======== RECORDS FOR PROCESSING ========

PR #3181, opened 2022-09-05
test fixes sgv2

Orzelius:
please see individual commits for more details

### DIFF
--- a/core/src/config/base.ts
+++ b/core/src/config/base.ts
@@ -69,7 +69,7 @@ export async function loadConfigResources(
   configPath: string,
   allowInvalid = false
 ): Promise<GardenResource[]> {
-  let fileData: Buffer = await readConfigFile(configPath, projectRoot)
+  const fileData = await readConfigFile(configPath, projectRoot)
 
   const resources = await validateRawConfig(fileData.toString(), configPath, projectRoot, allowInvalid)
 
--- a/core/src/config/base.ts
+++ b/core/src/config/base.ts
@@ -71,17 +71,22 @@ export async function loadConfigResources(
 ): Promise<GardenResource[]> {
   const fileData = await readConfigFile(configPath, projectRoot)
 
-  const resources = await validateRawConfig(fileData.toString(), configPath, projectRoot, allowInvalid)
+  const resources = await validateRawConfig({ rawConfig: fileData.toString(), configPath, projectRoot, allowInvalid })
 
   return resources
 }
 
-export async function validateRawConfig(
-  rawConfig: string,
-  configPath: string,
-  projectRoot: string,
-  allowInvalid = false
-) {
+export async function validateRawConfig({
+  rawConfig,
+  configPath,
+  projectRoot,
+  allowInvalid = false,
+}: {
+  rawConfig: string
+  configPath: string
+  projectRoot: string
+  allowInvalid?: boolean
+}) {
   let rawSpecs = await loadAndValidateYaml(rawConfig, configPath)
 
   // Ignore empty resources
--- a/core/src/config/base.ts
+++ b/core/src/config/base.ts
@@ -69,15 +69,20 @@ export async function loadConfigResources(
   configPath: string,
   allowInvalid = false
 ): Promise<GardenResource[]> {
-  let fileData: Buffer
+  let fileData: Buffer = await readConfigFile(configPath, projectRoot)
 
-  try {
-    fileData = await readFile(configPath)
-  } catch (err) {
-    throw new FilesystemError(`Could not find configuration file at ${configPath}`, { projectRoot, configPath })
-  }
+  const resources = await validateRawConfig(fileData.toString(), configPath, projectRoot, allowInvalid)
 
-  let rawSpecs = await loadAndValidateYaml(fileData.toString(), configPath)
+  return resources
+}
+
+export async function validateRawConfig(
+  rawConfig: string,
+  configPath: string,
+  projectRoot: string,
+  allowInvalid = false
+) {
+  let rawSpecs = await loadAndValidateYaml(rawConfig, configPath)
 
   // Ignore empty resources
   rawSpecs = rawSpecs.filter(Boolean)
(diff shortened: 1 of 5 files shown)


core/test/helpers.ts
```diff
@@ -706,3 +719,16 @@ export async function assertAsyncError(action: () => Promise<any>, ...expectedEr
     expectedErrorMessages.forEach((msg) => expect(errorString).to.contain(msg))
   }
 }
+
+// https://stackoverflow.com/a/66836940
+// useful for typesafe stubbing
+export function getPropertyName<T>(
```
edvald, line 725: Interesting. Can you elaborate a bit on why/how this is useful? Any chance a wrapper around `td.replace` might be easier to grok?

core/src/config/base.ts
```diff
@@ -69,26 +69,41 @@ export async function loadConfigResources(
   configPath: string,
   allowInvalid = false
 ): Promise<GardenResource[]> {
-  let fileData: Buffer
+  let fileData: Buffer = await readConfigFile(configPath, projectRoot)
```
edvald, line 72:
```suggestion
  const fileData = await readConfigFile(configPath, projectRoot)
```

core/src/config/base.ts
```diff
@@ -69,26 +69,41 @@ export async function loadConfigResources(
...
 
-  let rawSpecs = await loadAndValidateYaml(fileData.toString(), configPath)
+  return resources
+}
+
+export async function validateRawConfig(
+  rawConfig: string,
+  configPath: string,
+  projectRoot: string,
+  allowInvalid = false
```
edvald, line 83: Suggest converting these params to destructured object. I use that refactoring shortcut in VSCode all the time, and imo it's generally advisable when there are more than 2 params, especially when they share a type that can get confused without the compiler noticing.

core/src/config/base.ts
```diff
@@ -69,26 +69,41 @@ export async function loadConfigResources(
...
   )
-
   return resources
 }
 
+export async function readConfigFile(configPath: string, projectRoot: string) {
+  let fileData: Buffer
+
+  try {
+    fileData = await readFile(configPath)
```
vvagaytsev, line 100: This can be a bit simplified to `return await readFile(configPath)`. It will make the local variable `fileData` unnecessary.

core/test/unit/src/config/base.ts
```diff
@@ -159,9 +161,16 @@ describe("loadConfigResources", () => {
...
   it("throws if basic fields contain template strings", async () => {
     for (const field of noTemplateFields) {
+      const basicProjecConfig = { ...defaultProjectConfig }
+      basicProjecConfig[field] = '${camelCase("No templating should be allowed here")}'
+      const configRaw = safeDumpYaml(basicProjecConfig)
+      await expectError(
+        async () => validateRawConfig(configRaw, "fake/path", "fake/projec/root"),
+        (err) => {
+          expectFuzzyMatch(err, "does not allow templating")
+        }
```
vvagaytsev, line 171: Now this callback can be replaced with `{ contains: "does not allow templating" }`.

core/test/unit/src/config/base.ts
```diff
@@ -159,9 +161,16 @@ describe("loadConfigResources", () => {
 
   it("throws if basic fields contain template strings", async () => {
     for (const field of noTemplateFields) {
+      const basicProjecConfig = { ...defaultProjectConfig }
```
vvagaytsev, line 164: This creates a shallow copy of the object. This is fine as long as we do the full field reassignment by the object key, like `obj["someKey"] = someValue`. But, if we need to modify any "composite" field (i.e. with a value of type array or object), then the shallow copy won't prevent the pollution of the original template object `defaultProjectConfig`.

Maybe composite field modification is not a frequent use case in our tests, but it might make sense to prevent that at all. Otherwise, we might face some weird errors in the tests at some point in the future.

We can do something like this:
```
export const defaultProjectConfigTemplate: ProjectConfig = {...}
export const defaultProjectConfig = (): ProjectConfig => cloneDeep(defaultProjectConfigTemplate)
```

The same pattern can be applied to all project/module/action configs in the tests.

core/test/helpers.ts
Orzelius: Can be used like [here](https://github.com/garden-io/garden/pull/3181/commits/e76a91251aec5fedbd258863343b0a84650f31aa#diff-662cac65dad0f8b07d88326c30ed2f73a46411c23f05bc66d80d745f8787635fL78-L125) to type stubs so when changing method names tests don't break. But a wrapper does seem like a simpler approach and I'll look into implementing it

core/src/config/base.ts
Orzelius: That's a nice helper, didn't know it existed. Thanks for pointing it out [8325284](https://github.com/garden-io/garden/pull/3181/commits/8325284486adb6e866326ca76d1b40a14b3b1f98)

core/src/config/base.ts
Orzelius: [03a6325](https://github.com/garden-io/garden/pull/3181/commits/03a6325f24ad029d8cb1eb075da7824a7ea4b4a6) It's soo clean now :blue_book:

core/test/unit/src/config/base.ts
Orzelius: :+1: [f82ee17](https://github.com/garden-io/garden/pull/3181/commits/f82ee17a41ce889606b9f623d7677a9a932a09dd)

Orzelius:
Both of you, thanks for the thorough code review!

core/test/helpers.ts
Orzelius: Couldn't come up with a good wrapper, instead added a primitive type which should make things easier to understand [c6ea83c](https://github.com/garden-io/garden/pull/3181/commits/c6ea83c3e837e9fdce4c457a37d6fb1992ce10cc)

========
======== RECORDS FOR PROCESSING ========

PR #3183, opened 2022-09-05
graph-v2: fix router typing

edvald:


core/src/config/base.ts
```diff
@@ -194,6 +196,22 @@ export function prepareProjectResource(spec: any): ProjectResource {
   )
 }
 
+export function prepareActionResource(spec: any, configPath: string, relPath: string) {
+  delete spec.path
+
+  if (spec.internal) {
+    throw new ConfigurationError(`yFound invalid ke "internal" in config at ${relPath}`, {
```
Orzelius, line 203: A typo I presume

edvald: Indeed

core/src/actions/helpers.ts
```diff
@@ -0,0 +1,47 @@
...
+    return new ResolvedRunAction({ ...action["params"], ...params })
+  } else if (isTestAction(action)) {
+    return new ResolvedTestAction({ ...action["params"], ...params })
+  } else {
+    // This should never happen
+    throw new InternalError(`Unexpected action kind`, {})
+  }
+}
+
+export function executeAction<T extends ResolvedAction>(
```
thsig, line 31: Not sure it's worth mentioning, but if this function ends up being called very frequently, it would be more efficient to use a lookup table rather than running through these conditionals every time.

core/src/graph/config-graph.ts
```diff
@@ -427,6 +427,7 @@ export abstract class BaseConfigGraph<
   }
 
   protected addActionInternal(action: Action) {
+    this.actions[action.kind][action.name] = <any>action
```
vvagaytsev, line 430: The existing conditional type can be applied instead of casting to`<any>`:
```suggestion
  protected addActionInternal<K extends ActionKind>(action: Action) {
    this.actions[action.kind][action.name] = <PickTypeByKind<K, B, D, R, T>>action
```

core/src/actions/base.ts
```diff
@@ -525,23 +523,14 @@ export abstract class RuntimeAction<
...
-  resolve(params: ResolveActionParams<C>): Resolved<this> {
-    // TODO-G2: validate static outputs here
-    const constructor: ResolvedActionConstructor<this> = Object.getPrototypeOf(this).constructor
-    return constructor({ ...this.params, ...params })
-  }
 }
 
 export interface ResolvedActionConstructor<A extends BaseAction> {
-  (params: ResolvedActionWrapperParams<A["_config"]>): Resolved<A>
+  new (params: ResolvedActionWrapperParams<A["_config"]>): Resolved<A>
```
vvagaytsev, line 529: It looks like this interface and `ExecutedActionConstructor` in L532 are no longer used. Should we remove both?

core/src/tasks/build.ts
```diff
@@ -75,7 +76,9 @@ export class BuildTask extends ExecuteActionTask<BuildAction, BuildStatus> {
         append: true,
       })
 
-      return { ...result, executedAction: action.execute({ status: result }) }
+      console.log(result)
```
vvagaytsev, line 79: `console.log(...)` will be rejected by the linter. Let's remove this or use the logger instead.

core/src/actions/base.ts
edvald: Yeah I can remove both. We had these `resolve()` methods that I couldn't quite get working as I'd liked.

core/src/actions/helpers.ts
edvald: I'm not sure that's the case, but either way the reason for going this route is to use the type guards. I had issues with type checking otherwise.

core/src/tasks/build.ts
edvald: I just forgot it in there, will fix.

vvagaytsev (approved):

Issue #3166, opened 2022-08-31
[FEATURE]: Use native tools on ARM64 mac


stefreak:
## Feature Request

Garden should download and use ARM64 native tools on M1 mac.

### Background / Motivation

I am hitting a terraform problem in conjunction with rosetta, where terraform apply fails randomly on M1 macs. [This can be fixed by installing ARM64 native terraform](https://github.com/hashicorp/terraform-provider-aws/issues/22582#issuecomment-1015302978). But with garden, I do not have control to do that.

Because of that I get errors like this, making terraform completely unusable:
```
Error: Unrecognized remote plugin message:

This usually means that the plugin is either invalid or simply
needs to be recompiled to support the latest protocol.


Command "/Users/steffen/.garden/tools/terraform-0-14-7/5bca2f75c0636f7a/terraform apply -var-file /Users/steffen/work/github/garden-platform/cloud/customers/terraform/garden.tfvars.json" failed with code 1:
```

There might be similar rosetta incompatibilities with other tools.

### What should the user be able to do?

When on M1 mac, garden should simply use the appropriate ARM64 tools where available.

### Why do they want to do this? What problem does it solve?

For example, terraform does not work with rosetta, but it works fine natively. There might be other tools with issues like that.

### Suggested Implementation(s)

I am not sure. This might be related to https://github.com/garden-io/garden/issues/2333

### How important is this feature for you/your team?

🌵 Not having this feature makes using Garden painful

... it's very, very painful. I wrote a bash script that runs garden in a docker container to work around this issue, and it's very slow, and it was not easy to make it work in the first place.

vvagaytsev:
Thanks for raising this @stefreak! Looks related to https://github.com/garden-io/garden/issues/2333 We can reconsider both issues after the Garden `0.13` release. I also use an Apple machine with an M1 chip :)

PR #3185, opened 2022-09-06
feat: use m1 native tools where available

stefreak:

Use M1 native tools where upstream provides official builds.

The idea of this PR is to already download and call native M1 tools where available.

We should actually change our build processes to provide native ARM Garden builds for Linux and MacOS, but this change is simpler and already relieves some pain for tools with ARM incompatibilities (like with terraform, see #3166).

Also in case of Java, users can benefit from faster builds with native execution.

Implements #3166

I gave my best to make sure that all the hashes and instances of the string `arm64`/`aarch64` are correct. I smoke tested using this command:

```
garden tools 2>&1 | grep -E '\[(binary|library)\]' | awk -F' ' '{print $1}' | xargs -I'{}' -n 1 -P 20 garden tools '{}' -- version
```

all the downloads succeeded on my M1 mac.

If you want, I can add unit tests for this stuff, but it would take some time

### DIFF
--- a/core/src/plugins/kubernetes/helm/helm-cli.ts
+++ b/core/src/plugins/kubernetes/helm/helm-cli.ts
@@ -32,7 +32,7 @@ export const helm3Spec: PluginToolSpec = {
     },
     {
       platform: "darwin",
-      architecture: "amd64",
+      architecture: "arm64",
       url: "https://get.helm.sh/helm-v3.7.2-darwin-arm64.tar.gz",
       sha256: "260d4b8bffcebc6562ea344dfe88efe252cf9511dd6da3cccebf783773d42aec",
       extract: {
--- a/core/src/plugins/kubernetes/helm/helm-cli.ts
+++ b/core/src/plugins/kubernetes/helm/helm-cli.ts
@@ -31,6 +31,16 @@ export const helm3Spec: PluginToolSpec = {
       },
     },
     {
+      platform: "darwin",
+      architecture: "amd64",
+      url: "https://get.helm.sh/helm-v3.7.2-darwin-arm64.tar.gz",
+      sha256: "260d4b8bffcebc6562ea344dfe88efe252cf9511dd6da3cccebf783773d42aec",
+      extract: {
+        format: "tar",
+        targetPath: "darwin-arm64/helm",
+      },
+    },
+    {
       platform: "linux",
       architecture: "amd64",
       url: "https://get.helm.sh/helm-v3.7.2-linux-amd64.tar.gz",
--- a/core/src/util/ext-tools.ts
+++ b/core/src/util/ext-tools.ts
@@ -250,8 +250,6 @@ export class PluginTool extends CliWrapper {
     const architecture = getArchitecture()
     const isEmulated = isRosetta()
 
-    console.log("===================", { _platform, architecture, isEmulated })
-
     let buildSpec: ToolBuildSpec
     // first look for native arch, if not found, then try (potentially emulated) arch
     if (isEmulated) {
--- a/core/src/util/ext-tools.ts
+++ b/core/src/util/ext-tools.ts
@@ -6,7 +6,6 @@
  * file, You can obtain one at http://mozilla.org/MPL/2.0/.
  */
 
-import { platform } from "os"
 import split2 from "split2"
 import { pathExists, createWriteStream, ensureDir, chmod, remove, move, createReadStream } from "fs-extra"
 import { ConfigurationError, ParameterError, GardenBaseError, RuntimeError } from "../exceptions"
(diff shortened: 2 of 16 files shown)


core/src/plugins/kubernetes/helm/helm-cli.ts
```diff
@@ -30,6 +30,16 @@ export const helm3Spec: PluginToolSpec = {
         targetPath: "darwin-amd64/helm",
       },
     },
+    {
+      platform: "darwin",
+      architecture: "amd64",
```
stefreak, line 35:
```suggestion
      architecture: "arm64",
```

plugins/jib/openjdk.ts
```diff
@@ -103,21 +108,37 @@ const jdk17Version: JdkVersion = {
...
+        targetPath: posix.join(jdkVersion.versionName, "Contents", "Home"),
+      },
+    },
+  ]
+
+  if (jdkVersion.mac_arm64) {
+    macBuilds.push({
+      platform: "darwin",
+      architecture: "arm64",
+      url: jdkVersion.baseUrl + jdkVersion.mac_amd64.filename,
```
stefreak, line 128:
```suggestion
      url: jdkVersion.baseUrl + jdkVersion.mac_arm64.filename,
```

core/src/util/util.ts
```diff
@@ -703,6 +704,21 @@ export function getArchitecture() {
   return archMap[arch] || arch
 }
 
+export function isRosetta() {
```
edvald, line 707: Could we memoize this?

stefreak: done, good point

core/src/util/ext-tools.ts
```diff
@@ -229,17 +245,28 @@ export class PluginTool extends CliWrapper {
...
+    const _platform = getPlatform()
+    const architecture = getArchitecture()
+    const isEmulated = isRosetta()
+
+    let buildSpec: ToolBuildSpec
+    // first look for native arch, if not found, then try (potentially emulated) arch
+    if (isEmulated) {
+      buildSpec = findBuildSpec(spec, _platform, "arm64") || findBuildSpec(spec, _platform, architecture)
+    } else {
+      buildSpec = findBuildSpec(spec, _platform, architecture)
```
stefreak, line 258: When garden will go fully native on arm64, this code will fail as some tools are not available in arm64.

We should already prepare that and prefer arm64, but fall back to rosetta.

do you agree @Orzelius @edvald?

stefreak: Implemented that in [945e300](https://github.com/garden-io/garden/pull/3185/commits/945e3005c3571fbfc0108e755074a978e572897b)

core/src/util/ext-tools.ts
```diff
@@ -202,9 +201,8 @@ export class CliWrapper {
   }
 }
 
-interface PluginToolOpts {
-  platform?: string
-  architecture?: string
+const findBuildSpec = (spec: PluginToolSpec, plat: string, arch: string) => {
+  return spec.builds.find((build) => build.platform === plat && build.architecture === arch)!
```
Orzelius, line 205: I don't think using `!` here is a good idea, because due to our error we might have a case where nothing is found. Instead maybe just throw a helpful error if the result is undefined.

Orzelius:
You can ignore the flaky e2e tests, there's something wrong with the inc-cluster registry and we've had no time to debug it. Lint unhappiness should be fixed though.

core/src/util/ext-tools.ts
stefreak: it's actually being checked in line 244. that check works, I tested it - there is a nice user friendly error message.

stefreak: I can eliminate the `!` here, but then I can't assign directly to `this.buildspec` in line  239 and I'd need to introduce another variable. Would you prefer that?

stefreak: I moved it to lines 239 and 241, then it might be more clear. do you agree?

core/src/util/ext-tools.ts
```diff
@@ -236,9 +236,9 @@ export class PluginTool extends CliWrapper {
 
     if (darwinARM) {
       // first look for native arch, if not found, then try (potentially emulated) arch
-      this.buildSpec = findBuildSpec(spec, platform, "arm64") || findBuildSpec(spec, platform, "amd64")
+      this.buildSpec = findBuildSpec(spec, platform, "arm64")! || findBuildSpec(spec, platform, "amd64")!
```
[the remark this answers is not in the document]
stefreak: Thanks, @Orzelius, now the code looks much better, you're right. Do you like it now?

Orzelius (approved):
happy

========
======== RECORDS FOR PROCESSING ========

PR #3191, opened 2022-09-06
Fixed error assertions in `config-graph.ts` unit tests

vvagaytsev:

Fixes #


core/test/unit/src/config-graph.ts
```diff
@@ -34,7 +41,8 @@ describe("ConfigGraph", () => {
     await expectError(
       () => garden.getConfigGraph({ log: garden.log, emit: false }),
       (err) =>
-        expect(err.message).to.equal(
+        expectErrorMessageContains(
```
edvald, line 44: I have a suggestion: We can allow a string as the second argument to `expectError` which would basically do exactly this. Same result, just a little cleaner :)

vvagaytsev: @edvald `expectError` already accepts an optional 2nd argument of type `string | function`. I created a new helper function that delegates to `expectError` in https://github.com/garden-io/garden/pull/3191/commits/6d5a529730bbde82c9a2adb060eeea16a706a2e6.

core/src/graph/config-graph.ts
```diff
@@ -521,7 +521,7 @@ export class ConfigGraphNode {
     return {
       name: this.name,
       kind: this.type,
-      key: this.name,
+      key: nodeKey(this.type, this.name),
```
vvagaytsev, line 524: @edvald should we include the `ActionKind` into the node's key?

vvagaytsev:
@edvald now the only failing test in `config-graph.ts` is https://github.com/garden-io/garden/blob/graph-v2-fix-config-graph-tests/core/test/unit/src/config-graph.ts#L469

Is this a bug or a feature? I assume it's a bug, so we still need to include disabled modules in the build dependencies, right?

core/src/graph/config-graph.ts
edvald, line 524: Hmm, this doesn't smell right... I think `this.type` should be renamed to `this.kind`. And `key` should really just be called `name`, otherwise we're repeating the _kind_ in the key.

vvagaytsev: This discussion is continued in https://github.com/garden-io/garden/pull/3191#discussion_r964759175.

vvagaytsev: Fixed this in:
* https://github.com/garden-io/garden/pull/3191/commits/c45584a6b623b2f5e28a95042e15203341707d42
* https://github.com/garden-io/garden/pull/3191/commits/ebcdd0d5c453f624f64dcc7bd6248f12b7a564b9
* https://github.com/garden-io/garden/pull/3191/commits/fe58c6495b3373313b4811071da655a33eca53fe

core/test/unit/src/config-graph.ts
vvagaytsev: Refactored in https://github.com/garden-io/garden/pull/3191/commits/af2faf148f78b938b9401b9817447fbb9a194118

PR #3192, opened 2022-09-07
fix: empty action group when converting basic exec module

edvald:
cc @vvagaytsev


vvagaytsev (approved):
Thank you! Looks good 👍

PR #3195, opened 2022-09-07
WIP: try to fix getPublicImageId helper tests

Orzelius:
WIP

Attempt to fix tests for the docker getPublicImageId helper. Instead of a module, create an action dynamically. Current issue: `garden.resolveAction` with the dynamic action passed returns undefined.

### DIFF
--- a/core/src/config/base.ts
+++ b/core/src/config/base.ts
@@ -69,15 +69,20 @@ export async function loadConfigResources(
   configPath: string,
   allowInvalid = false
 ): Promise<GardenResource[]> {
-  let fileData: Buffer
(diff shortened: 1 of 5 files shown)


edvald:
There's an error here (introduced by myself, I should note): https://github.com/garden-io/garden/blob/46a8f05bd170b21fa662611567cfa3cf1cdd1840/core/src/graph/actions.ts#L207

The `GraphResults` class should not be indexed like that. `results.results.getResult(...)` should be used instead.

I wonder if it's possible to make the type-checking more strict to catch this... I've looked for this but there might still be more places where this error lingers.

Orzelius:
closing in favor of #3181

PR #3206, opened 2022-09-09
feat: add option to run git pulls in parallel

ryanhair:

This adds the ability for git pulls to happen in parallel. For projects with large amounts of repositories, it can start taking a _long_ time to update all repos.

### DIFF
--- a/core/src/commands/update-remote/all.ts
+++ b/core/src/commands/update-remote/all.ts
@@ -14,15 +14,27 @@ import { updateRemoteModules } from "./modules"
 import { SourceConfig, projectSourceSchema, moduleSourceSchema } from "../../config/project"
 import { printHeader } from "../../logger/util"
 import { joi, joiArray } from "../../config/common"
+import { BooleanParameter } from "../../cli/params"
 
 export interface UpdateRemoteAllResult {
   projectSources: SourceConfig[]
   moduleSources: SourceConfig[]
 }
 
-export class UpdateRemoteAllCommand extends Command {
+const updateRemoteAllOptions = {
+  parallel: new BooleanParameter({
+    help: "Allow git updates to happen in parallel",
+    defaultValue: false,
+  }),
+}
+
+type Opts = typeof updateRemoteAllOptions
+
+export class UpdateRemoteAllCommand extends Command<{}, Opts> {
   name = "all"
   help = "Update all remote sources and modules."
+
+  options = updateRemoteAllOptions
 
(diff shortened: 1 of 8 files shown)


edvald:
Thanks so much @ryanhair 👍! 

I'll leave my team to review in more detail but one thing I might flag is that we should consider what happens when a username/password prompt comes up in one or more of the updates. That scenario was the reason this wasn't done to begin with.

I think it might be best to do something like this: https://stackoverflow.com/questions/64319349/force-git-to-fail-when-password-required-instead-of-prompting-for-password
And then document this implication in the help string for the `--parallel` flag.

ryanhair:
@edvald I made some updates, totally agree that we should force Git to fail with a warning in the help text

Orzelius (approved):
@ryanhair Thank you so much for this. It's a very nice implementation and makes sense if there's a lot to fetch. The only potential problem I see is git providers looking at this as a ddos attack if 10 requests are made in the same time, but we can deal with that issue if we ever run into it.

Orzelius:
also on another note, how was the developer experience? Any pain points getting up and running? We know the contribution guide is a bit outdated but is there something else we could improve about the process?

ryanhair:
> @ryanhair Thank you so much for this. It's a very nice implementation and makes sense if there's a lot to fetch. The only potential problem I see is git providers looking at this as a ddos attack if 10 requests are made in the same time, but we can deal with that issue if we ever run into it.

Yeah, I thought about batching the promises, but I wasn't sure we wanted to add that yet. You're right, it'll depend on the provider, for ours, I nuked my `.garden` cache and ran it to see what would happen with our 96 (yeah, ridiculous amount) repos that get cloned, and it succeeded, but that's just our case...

========

EXERCISE DIRECTIONS:
Go through the listing above. Show each line where the word "getArchitecture" is found.

ANSWER FOR THE TASK:
     const architecture = getArchitecture()
@@ -703,6 +704,21 @@ export function getArchitecture() {
+    const architecture = getArchitecture()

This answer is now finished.